| Task to complete |
When a line of the entries contains "missing", please list that line.

| Materials provided |
Content starts

PR #1683, opened 2023-10-07
improve: image preview

ltdrdata:
### grid mode
- Align the image size based on square cell dimensions, not the first image.
- Display the boundaries of the cells.
 
### individual mode
- Properly handle the image aspect ratio.
- Change the position of buttons on the image to a fixed location instead of a relative position on the image (this prevents issues with the button position changing as the image aspect ratio changes).

## current

current

## improved

image

### DIFF
--- a/web/scripts/app.js
+++ b/web/scripts/app.js
@@ -450,6 +450,33 @@ export class ComfyApp {
 					}
 				}
 
+				function calculateGrid(w, h, n) {
+					let cols, rows, cellsize;
+
+					if (w > h) {
+						cellsize = h;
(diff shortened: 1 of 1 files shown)


ltdrdata:
This should be revised.

I think it's appropriate to display images of the same size compactly, like a batch of images, as before.

ltdrdata:
Now, when the aspect ratio of the images is the same, we have made adjustments to display them compactly in the grid view, just like before.

When there are many frames, as in the case of `AnimateDiff`, it seems like doing it this way would be a good choice.

PR #1690, opened 2023-10-07
Add drag functionality to middle/right mouse buttons, summon context …

JaredTherriault:
…menu on right mouse button up

-Move context menu summon to onMouseUp
-Add canvas drag functionality to all mouse buttons
-Prevent context menu from being summoned if mouse movement is detected while canvas drag is enabled


Lerc:
Would this not be better as a PR to https://github.com/jagenjo/litegraph.js and let it flow down

mcmonkey4eva:

PR #1692, opened 2023-10-08
feat: widgetFeedback from backend to frontend

ltdrdata:
Description:
The current backend results are only reflected by adding an image widget through `ui`. This extension enables providing feedback to widgets other than images.

It can be beneficial when representing information read during node execution on widgets. Additionally, it can be applied to synchronize and reflect changes in the front end when altering workflows.

I believe that this feature, which is currently being applied and used in custom nodes, is valuable and should be made available for general use. That's why I am submitting a PR.

https://github.com/ltdrdata/ComfyUI-Inspire-Pack/blob/main/js/common.js

Usage:
```
PromptServer.instance.send_sync(
     "widget-feedback", {"node_id": unique_id, "widget_name": "block_info", "value": text})
```


mcmonkey4eva:

PR #1706, opened 2023-10-10
Fix SD2.x CLIP Config

mochiya98:
In SD2.x, there is no 24th layer in the model because CLIP Skip is enabled by default.
ref: https://huggingface.co/stabilityai/stable-diffusion-2-1/blob/dfa8b92116db63212e987c64a1b74db00e098e73/text_encoder/config.json#L19

After applying this fix, errors when loading the model and unnecessary processing will be eliminated.
This change does not affect the inference result because inference refers to layer_idx.

### DIFF
--- a/comfy/sd2_clip_config.json
+++ b/comfy/sd2_clip_config.json
@@ -15,7 +15,7 @@
   "max_position_embeddings": 77,
   "model_type": "clip_text_model",
   "num_attention_heads": 16,
-  "num_hidden_layers": 24,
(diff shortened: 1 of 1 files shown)


mochiya98:
@comfyanonymous Any additional information needed?

comfyanonymous:
The reason why it's 24 is because CLIP H has 24 layers and there are some things that use CLIP H that need that last layer.

mochiya98:
Thanks. I cancel this PR and will think of another way.

Issue #107, opened 2023-03-16
[feature request] undo-redo


John-WL:
I would like to be able to accidentally delete 40 nodes, and hit "ctrl-z" to bring them back with the correct states. An action manager would be quite nice, although I understand this feature can be annoying to implement in an already existing software.

paulo-coronado:
Undo/Redo would be a nice addition to the UI! :)

Natotela:
I keep banging my head everytime I do something and "OH right, there's no ctrl+z"

bmad4ever:
https://gist.github.com/bmad4ever/9b35f6857ff9d1be3d79549c839356be

This is not an action manager, and is somewhat dirty and untested, but should help.

bmad4ever:
Just finished implementing a significantly more robust solution as an extension:
https://github.com/bmad4ever/ComfyUI-Bmad-DirtyUndoRedo

Lex-DRL:
Ummm... bump?

I consider such functionality essential. Even though, yeah, it's a real pain in the... (somwhere) to implement.

John-WL:
Shouldn't we wait for the PR to be merged before closing this?

Lex-DRL:
It's already merged, isn't it?
Works for me, even with Bmad's custom node removed.

However, same as Bmad's implementation, the one in the core resets all the previews on undo. While under the hood all the nodes stay marked as calculated. So each time you ctrl+Z, you also have to change something at the very start of your graph and re-calculate everything. It makes you fear of ctrl+z, especially when your image is generated at stages.

John-WL:
Hmm not sure why I thought it was not merged, I probably got confused with another PR.

John-WL:
Ah it's Anon's PR that's not merged. It implements ctrl+z as well.

arnon-1:
NOOO, I got rejected! XD

PR #1714, opened 2023-10-10
undo (ctrl + Z)

arnon-1:
Very basic undo operation. (pressing ctrl + Z will undo the last few operations)
Advantages:
-Very simple
-Better than nothing (probably)
Disadvantages:
-Pressing ctrl + Z will only work once (pressing it again will result in the previous ctrl + Z press being undone). But the code can easily be expanded if needed.
-Not thoroughly tested at the moment, but I don't think I made any mistakes as the change is quite small.

### DIFF
--- a/web/scripts/app.js
+++ b/web/scripts/app.js
@@ -928,6 +928,20 @@ export class ComfyApp {
 					block_default = true;
 				}
 
+				// Ctrl + Z undo last operation
+				if (e.key === 'z' && e.ctrlKey) {
+					try {
+						const json = localStorage.getItem("ctrlZ");
+						if (json) {
+							const workflow = JSON.parse(json);
+							self.loadGraphData(workflow, false);
+						}
+					} catch (err) {
+						console.error("Error loading previous workflow", err);
+					}
+					block_default = true;
+				}
+
 				// Ctrl+C Copy
 				if ((e.key === 'c') && (e.metaKey || e.ctrlKey)) {
 					// Trigger onCopy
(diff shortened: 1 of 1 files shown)


arnon-1:
Will resolve #107

web/scripts/app.js
```diff
@@ -1297,8 +1311,18 @@ export class ComfyApp {
...
+		this.changing = false  // only used for administration for saved values for ctrl + Z
+
 		// Save current workflow automatically
-		setInterval(() => localStorage.setItem("workflow", JSON.stringify(this.graph.serialize())), 1000);
+		setInterval(function(){
+			const previous_workflow = localStorage.getItem("workflow")
+			const workflow = JSON.stringify(this.graph.serialize())
+			if(previous_workflow !== workflow){
+				if(!this.changing) localStorage.setItem("ctrlZ", previous_workflow);  // Save workflow for loading at ctrl + Z
+				this.changing = truep
```
jn-jairo: typo truep -> true

arnon-1: Ok, for some reason it also worked fine with the typo so I didn't notice it XD. Thanks for pointing it out!

jn-jairo (approved):

jn-jairo:
It could store the previous X different workflows and that amount of changes can be a setting in the javascript UI, just save an array with the workflows and pop it on the ctrl + z

arnon-1:
Yes, I did not implement that (yet) as I am not certain what would be the preferred method for this.
My idea was to keep saving until it exceeded a certain size (e.g. 1 Mb).
I am not sure if it would clog the UI if I would add an option for this as I think most users would never change the value.
So maybe a command line argument would be the best option?

Anyway, I think it is a 'strict' improvement at this moment, so I wanted to wait for this to get accepted before adding more functionality that might not get accepted.

PR #1743, opened 2023-10-14
Command option to set different devices for extensions

jn-jairo:
This PR adds the feature to set different devices for extensions.

Sometimes we need to run the nodes from an extension on a different device, instead of the default torch device.

In my case I use it to make some extensions run on CPU because I have low vram and those extension can run on different devices without problem.

With this PR you can use the command line option `--extension-device 'extension:device;extension:device;...'` to set the device you want for your extensions.

The extension name used in the command is the extension base module, in other words, it is the folder name of the extension inside the custom_nodes folder or the name of the file in case of a single file extension.


mcmonkey4eva:
This is an... unusual and rather hacky approach. There have recently been comfy custom nodes popping up that allow to swap device bindings around per models via nodes, which makes more sense than per extension via CLI arg

jn-jairo:
> There have recently been comfy custom nodes popping up that allow to swap device bindings around per models via nodes

One year later, of course things have changed 🙄

PR #15272, opened 2026-08-03
Make RAM accounting cgroup aware so containers respect their memory limit

### LINKED ISSUE #14938: default cache_ram doesn't respect /sys/fs/cgroup/memory.max . Always OOM killed in docker container
https://github.com/Comfy-Org/ComfyUI/blob/0aecac867d7840b56ad790aa76c5e76e33c74c3d/main.py#L321
https://github.com/Comfy-Org/ComfyUI/blob/0aecac867d7840b56ad790aa76c5e76e33c74c3d/comfy/model_management.py#L363

 /sys/fs/cgroup/memory/memory.limit_in_bytes (cgroups v1) or /sys/fs/cgroup/memory.max (cgroups v2)

Example:

* System Memory = 1024GB
* Docker Container Memory Limit = 16GB
* Expected Default Cache RAM headroom = 16*0.1 = 1.6GB
* Actual Default Cache RAM headroom = 1024*0.1 = 102.4GB

Always OOM killed.

Joly0:
Fixes #14938

## Problem

`psutil` reads `/proc/meminfo`, which is not namespaced. Inside a container with a memory limit it reports the **host's** RAM, not the limit the process is actually killed at. Every RAM-pressure decision then compares against host-wide numbers, never frees anything, and the kernel OOM-kills the process instead.

Measured on a 32 GiB container running on a 58 GiB host, same code path, before and after this change:

| | before | after | real limit |
|---|---|---|---|
| `total_ram` | 59919 MB | **32768 MB** | 32768 MB |
| `MAX_PINNED_MEMORY` | 42.51 GiB — 133% of the limit | **16.00 GiB** | — |
| `get_free_memory(cpu)` | 22.34 GiB | **17.4 GiB** | — |

The result is a repeatable kill, with no Python traceback because SIGKILL leaves none:

```
Memory cgroup out of memory: Killed process 3898296 (python3)
  total-vm:171384936kB, anon-rss:33331000kB, file-rss:70352kB
oom-kill:constraint=CONSTRAINT_MEMCG,...,oom_memcg=/docker/29b9fddf...
```

`anon-rss` 33.3 GB against a 32 GiB `memory.max`. Raising the container limit does not help — it only moves the kill point, since the target is derived from the host's RAM either way.

## Change

Adds `comfy/cgroup_memory.py`, which clamps total/available to the active cgroup limit, and routes the eight RAM-sizing call sites through it:

- `comfy/model_management.py` — `get_total_memory` (321), `total_ram` (364), pin-eviction emergency check (698), `ensure_pin_budget` (712), `get_free_memory` (1734)
- `comfy_execution/caching.py` — `ram_release` early-out (551) and eviction loop (591)
- `execution.py` — per-node `ram_shortfall` (801)

## Behaviour when there is no limit

Bare metal and unconstrained containers return psutil's values untouched. Several independent guards ensure this:

- Probing is **Linux only** (`sys.platform`), so Windows and macOS never enter the path. That also keeps it away from `mps`, which can be shared into containers — the concern raised in #8519.
- The cgroup **v2 root has no `memory.max` or `memory.current` at all**, so on bare metal there is simply nothing to find. Verified on a bare-metal host.
- An unconstrained process reports `/proc/self/cgroup` as `0::/` — an empty sub-path, yielding no candidate directories.
- `memory.max` of `"max"`, the cgroup v1 unlimited sentinel, and any limit ≥ physical RAM are all treated as "no limit".
- Any missing file or parse failure falls back to psutil.

## Design notes

**`available` subtracts `inactive_file` from `memory.current`.** The page cache is reclaimed long before the kernel kills anything, so counting it as used reports a nearly-full cgroup and causes constant, pointless eviction. This is the working-set convention used by cAdvisor and the kubelet. Using the reporter's own `memory.stat` dump from #14938:

```
limit 96.6 GB, current 96.6 GB, inactive_file 49.5 GB

limit - memory.current                    →  0.07 GB "available"
limit - (memory.current - inactive_file)  → 49.57 GB "available"
```

The naive form would report a 90 GiB container as having 64 MB free and thrash its cache continuously.

**Swap is not counted.** A cgroup may permit unlimited swap while the host's swap is already exhausted, which would reintroduce the over-reporting this fixes.

**`memory.high` is ignored** — it throttles and triggers reclaim, it does not kill.

**Caching is minimal.** The limit and the resolved cgroup path are probed once, since neither changes while the process runs; usage is read live because it is the value that moves. This follows the feedback on #8519 against over-engineering the caching.

## Test explanation

Adds `tests-unit/comfy_test/cgroup_memory_test.py` — 19 tests, all passing, `ruff check` clean.

```
$ pytest tests-unit/comfy_test/cgroup_memory_test.py -q
...................
19 passed in 0.13s
```

Tests drive the module against `tmp_path` fixtures rather than the real cgroup tree, so they run identically on any platform and in CI. Seven exist specifically to pin down the "must not change behaviour off-container" contract:

| Test | Guards |
|---|---|
| `test_no_cgroup_files_falls_back_to_psutil` | bare metal / Windows / macOS |
| `test_v2_root_has_no_memory_max` | the real bare-metal v2 layout |
| `test_v2_max_keyword_means_unconstrained` | `memory.max = "max"` |
| `test_v1_unlimited_sentinel` | cgroup v1 unlimited |
| `test_limit_at_or_above_physical_ram_is_ignored` | meaningless limits |
| `test_root_cgroup_path_yields_no_candidates` | `0::/` |
| `test_non_linux_never_probes` | platform short-circuit |

The remainder cover v2 and v1 limit/usage reads, the page-cache subtraction (using the numbers from #14938), `available` never exceeding psutil or going negative, usage being unreadable while the limit is known, malformed values, missing `memory.stat`, and trailing newlines.

That last one is worth calling out: cgroup files end in `\n`, so `"34359738368\n".isdigit()` is `False`. Any implementation gating on the unstripped value silently never activates.

## Verification on a real container

Before and after on the same machine, via the actual `comfy.model_management` import path:

```
BEFORE (upstream/master, unpatched)
  psutil sees total : 59919 MB
  total_ram         : 59919 MB
  MAX_PINNED_MEMORY : 42.51 GiB
  get_free_memory   : 22.34 GiB

AFTER (this branch)
  Detected cgroup memory limit 32768 MB
  total_ram         : 32768 MB
  MAX_PINNED_MEMORY : 16.00 GiB
  get_free_memory   : 17.40 GiB
```

`docker inspect` confirms `Memory=34359738368` (32 GiB), matching the detected value exactly. The user-facing effect is the startup line, which now reads `Total VRAM 15950 MB, total RAM 32768 MB` instead of `59919 MB`, and the frontend's max-RAM readout follows it. A workflow that previously OOM-killed on every run now completes.

## Relationship to earlier work

This builds on #8511 (@j2gg0s) and #8519 (@bigcat88), both of which identified the same root cause — credit to both. It differs in three ways:

1. **Page-cache handling.** Both used `limit - memory.current`, which produces the 0.07 GB figure above on the reporting user's system.
2. **Coverage.** #8511 patched `get_total_memory` and `get_free_memory` only. The RAM-pressure cache reads `psutil.virtual_memory()` directly in `caching.py` and `execution.py`, and `total_ram` — which feeds the `--cache-ram` defaults that #14938 is actually about — is a separate module-level call. All eight are covered here.
3. **Tests.** Both earlier PRs were flagged by the PR bot for missing test explanations and never re-reviewed.

Happy to add a `--disable-cgroup-memory-limits` escape hatch if maintainers would prefer an opt-out, or to split the call-site changes from the new module if that reviews more easily.


cgf120:
Confirmed in a production multi-instance Docker deployment using cgroup v2: ComfyUI sees the host RAM through psutil while each container has a much lower cgroup memory limit. This causes the RAM-pressure cache, pinning, and CPU offload decisions to retain memory beyond the container headroom.

We reviewed this PR against that scenario. Covering model management, the RAM-pressure cache, and execution shortfall checks is important; the cgroup v1/v2 fallback and reclaimable page-cache handling are also the right behavior. This would directly unblock containerized ComfyUI deployments for us. Please consider prioritizing review and merge.

comfy/model_management.py
```diff
@@ -318,7 +319,7 @@ def get_total_memory(dev=None, torch_total_too=False):
         dev = get_torch_device()
 
     if hasattr(dev, 'type') and (dev.type == 'cpu' or dev.type == 'mps'):
-        mem_total = psutil.virtual_memory().total
+        mem_total = comfy.cgroup_memory.virtual_memory_total()
```
JoeGaffney: its confusing calling the module cgroup_memory the name should be something more general. Leaking cgroup into the model name when most thigns dont need to know the implemenation is also checking cgroup.

The function name is good but accessing it through cgroup_memory is a bit werid as it more a specific model name related to cgroup and not everything uses that. 

possible the module could be called just called memory or system_memory and still contain  the cgroup aware stuff in internally

cgf120:
@Alexis Could you please review this when available? We have confirmed the same cgroup memory-accounting issue in a production multi-container deployment, and this PR addresses the affected RAM-management paths.

alexisrolland:
> @alexis Could you please review this when available? We have confirmed the same cgroup memory-accounting issue in a production multi-container deployment, and this PR addresses the affected RAM-management paths.

Can't merge this until the author accepts the CLA.

Joly0:

Joly0:
recheck

Joly0:
@alexisrolland Ready for review now?

alexisrolland:
> @alexisrolland Ready for review now?

Yes I am on it... I just need to figure out how to test this

alexisrolland:
> @alexisrolland Ready for review now?

I've reviewed this and I don't have the expertise to approve these changes.

I threw it to my agent and it raised a couple of concerns:

### 1. High — cgroup scope and limit are cached permanently

_SCOPE is never invalidated after _resolve_scope(). Cgroup limits can change at runtime through Kubernetes resize, docker update, or systemd. Lowering a limit leaves ComfyUI using the old value and can still cause an OOM kill.

This conflicts with AGENTS.md’s cache invalidation and memory-correctness guidance.

### 2. Medium — fallback probing can inspect an unrelated cgroup

_hierarchy_dirs() always appends both well-known roots, although its comment says this should happen only when process discovery fails.

On cgroup v2, /sys/fs/cgroup/memory could be an unrelated child. Its limit and usage could then incorrectly be applied to ComfyUI. Fallback roots should only be used when no applicable process scope was discovered.

### 3. High — the new tests fail on Windows

Production cgroup probing is Linux-only, but the Linux behavior tests do not mock the platform.

On Windows, the targeted test run produced: 12 failed, 14 passed

The test fixture should force Linux for cgroup-specific tests while retaining a dedicated non-Linux fallback test.

### 4. Low — one test compares two live memory samples

test_malformed_limit_does_not_raise calls psutil.virtual_memory() separately for the actual and expected values. Available memory changed by 4 KiB during the test, causing a failure.

Mock psutil.virtual_memory() with a fixed result.

Will probably not merge this until I find someone to test.

cgf120:
@Joly0 I tested PR #15272 at commit `2ab0e7c3` and a local review fix on Ubuntu 24.04 x86_64 with Docker 29.2.1 and cgroup v2.

Results:

- PR head: 26 tests passed.
- With the attached patch: 28 tests passed.
- In a real 512 MiB Docker container, I changed the limit at runtime to 256 MiB with `docker update`.
  - PR head continued to report 512 MiB.
  - The patched version reported 256 MiB immediately.

The patch addresses the four review points:

1. Re-resolve the cgroup hierarchy and limit instead of caching them permanently.
2. Use the well-known root directories only when no applicable process scope is discovered.
3. Force Linux for cgroup-specific tests while keeping a dedicated non-Linux fallback test.
4. Use a fixed `psutil.virtual_memory()` result in the malformed-limit test.

It also adds regression tests for runtime cgroup resizing and unrelated fallback roots. The patch is based on the current PR head and changes only `comfy/system_memory.py` and `tests-unit/comfy_test/system_memory_test.py`.

The attached patch can be applied with:

```bash
git apply pr-15272-cgroup-review-fix.patch
```
[pr-15272-cgroup-review-fix.patch](https://github.com/user-attachments/files/31210921/pr-15272-cgroup-review-fix.patch)

cgf120:
@Joly0 I opened follow-up PR #15766 based on the current `master`.

It preserves your original cgroup-aware memory implementation and includes the four review fixes discussed here: dynamic cgroup limit re-resolution, safe fallback-root selection, Linux-forced cgroup tests with a non-Linux fallback test, and a fixed `psutil.virtual_memory()` fixture.

Validation:
- 28 targeted tests passed
- Ruff passed
- On Ubuntu 24.04 with Docker cgroup v2, the original code stayed at 512 MiB after resizing the container to 256 MiB, while the patched version reported 256 MiB immediately.

Please merge whichever PR maintainers prefer; these should not be merged together.

alexisrolland:
Closed by https://github.com/Comfy-Org/ComfyUI/pull/15927

PR #15273, opened 2026-08-04
fix: correct flux model config detection for NVFP4-packed weights

cyberofficial:
This PR was assisted using Gen AI ("Deepseek Flash").

Background / how I got here: I was stuck trying to load the model `flux1-fill-dev.safetensors` from [black-forest-labs/FLUX.1-Fill-dev](https://huggingface.co/black-forest-labs/FLUX.1-Fill-dev). The initial loading kept crashing with a DLL access violation:

```text
Unhandled exception at 0x00007FF881BD7664 (torch_cpu.dll) in python.exe:
0xC0000005: Access violation reading location 0x00000000000221A8
```

That first crash turned out to be a separate Windows/safetensors issue (files larger than about 17 GB), which we worked around locally by converting the model into smaller quantized variants. While building an NVFP4 variant of the model we then hit this second problem, the one this PR fixes: ComfyUI misreads the packed NVFP4 weight shapes and builds the Flux architecture with the wrong dimensions. This is an upstream bug that affects any NVFP4 Flux checkpoint on any GPU.

## Summary

NVFP4 (4-bit fp, e2m1) weights are stored packed, with two values per byte. That means every quantized linear layer in an NVFP4 checkpoint has half its real column count in the file (for example, a `(3072, 3072)` weight is stored as `(3072, 1536)` uint8). Flux model-config detection reads the packed shapes of `img_in.weight`, `txt_in.weight` and `vector_in.in_layer.weight` to figure out `in_channels`, `context_in_dim` and `vec_in_dim`. With an NVFP4 checkpoint those values come out wrong, the Flux architecture gets built with incorrect sizes, and loading fails with a shape mismatch error on **every GPU**, not just hardware without native fp4 support.

## Root cause

In `comfy/model_detection.py`, `detect_unet_config()` derives the architecture from weight shapes:

```python
in_key = "{}img_in.weight".format(key_prefix)
if in_key in state_dict_keys:
    w = state_dict[in_key]
    dit_config["in_channels"] = w.shape[1] // (patch_size * patch_size)
    dit_config["hidden_size"] = w.shape[0]

txt_in_key = "{}txt_in.weight".format(key_prefix)
if txt_in_key in state_dict_keys:
    w = state_dict[txt_in_key]
    dit_config["context_in_dim"] = w.shape[1]
    dit_config["hidden_size"] = w.shape[0]

vec_in_key = '{}vector_in.in_layer.weight'.format(key_prefix)
if vec_in_key in state_dict_keys:
    dit_config["vec_in_dim"] = state_dict[vec_in_key].shape[1]
```

An NVFP4 checkpoint stores e.g.:

| Tensor | Original | Packed (in file) | Wrong config value |
|---|---|---|---|
| `img_in.weight` | (3072, 384) | (3072, 192) | in_channels = 48 (should be 96) |
| `txt_in.weight` | (3072, 4096) | (3072, 2048) | context_in_dim = 2048 (should be 4096) |
| `vector_in.in_layer.weight` | (3072, 768) | (3072, 384) | vec_in_dim = 384 (should be 768) |

The model is then built with e.g. `Linear(192, 3072)` instead of `Linear(384, 3072)`, and inference fails right away:

```
RuntimeError: mat1 and mat2 shapes cannot be multiplied (1536x384 and 192x3072)
```

Other quantized formats are unaffected because they keep the full weight shape in the file:

- `float8_e4m3fn`, `float8_e5m2` and `int8_tensorwise` use 1 byte per value, so the shape is unchanged.
- `mxfp8` uses fp8 storage with block scales, full shape.
- Only `nvfp4` halves the last dimension because of the packing.

## The fix

NVFP4 checkpoints already carry the quantization layout per layer in the file metadata under `_quantization_metadata` (the same schema consumed by `convert_old_quants()` in `comfy/utils.py`):

```json
{
  "layers": {
    "img_in": {"format": "nvfp4"},
    "double_blocks.0.img_attn.qkv": {"format": "nvfp4"},
    ...
  }
}
```

`detect_unet_config()` already receives this `metadata` (it is passed through from `model_config_from_unet` to `detect_unet_config`). The patch:

1. Adds a small helper, `is_nvfp4_layer(metadata, layer_name)`, that checks whether a layer is stored in the packed NVFP4 format.
2. Doubles the affected dimension for exactly the three shape-derived config values (`in_channels`, `context_in_dim`, `vec_in_dim`) when the corresponding layer is NVFP4.

No other code paths or formats are touched.

## Reproduction

1. Convert any FLUX.1 (dev/fill/kontext) model to an NVFP4 checkpoint, for example with the comfy-kitchen `quantize_nvfp4` kernel, storing per layer `weight` (uint8 packed), `weight_scale` (fp8 block scales) and `weight_scale_2` (per-tensor scale), plus `_quantization_metadata` in the file header.
2. Load it with `UNETLoader` (weight_dtype: default).
3. Expected result: `RuntimeError: mat1 and mat2 shapes cannot be multiplied (...)` during the first model forward. Model loading itself succeeds; the mismatch only surfaces at the first linear call once sampling starts.

## Verification

- **Standalone repro:** load the NVFP4 checkpoint through `comfy.utils.convert_old_quants()` plus `comfy.sd.load_diffusion_model_state_dict()`, then run one forward pass of `model.model.diffusion_model`:
  - Before the fix: `RuntimeError: mat1 and mat2 shapes cannot be multiplied (384x64 and 192x3072)` (img_in layer).
  - After the fix: the full forward pass succeeds, `out.shape == (1, 16, H, W)`.
- **End-to-end:** a full 20-step sampling run (512x768) through the API with the NVFP4 model after the fix completes successfully and produces a valid image (verified pixel statistics: around 50k distinct colors, mean brightness 54.6, zero pure-black pixels).
- The `is_nvfp4_layer` helper is defensive: it returns `False` when metadata is absent or unparsable, so checkpoints without quantization metadata behave exactly as before.

## Possible Related

- [#11635](https://github.com/Comfy-Org/ComfyUI/pull/11635) introduced the initial NVFP4 checkpoint support (comfy-kitchen based ops).
- [#11864](https://github.com/Comfy-Org/ComfyUI/issues/11864) tracks NVFP4 loading failures on Blackwell hardware (a different symptom: the format not being preserved during load). This PR is complementary to that work; together they cover the two failure modes of loading NVFP4 checkpoints.

## Notes / follow-up

- This makes NVFP4 Flux checkpoints loadable on all hardware* (* This is just a assumption). On GPUs without native fp4 support (compute capability below 8.9), inference runs through ComfyUI's existing emulated path (dequantize to compute dtype).
- The same packed-shape consideration may apply to other DiT architectures if NVFP4 checkpoints are produced for them. The pattern in this PR (`is_nvfp4_layer` plus doubling the shape-derived dims) can be reused for those cases.

### DIFF
--- a/comfy/model_detection.py
+++ b/comfy/model_detection.py
@@ -46,7 +46,8 @@ def is_nvfp4_layer(metadata, layer_name):
 
     NVFP4 qdata has half the columns of the original weight; model config
     detection must double the dims of such layers or the architecture is
-    built with wrong sizes.
+    built with wrong sizes. Malformed quantization metadata raises a clear
+    error instead of silently deriving wrong dimensions.
     """
     if not metadata:
         return False
@@ -54,10 +55,17 @@ def is_nvfp4_layer(metadata, layer_name):
     if not qm:
         return False
     try:
-        layers = json.loads(qm).get("layers", {})
-    except Exception:
+        parsed = json.loads(qm)
+    except (json.JSONDecodeError, TypeError) as e:
+        raise ValueError(f"Invalid _quantization_metadata in model metadata: {e}") from e
+    if not isinstance(parsed, dict) or not isinstance(parsed.get("layers"), dict):
+        raise ValueError('Invalid _quantization_metadata: expected an object with a "layers" object')
+    layer_conf = parsed["layers"].get(layer_name)
+    if layer_conf is None:
         return False
-    return layers.get(layer_name, {}).get("format") == "nvfp4"
+    if not isinstance(layer_conf, dict):
+        raise ValueError(f"Invalid _quantization_metadata: layer {layer_name!r} is not an object")
+    return layer_conf.get("format") == "nvfp4"
 
 
 def detect_unet_config(state_dict, key_prefix, metadata=None):
--- a/comfy/model_detection.py
+++ b/comfy/model_detection.py
@@ -51,21 +51,23 @@ def is_nvfp4_layer(metadata, layer_name):
     """
     if not metadata:
         return False
-    qm = metadata.get("_quantization_metadata")
-    if not qm:
+    if "_quantization_metadata" not in metadata:
         return False
+    qm = metadata["_quantization_metadata"]
     try:
         parsed = json.loads(qm)
     except (json.JSONDecodeError, TypeError) as e:
         raise ValueError(f"Invalid _quantization_metadata in model metadata: {e}") from e
     if not isinstance(parsed, dict) or not isinstance(parsed.get("layers"), dict):
         raise ValueError('Invalid _quantization_metadata: expected an object with a "layers" object')
-    layer_conf = parsed["layers"].get(layer_name)
-    if layer_conf is None:
+    if layer_name not in parsed["layers"]:
         return False
-    if not isinstance(layer_conf, dict):
+    layer_conf = parsed["layers"][layer_name]
+    if layer_conf is None or not isinstance(layer_conf, dict):
         raise ValueError(f"Invalid _quantization_metadata: layer {layer_name!r} is not an object")
-    return layer_conf.get("format") == "nvfp4"
+    if not isinstance(layer_conf.get("format"), str):
+        raise ValueError(f"Invalid _quantization_metadata: layer {layer_name!r} has no format")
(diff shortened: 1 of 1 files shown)


cyberofficial:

Content ends

| Task solution |
- Any missing file or parse failure falls back to psutil.
The remainder cover v2 and v1 limit/usage reads, the page-cache subtraction (using the numbers from #14938), `available` never exceeding psutil or going negative, usage being unreadable while the limit is known, malformed values, missing `memory.stat`, and trailing newlines.
3. **Tests.** Both earlier PRs were flagged by the PR bot for missing test explanations and never re-reviewed.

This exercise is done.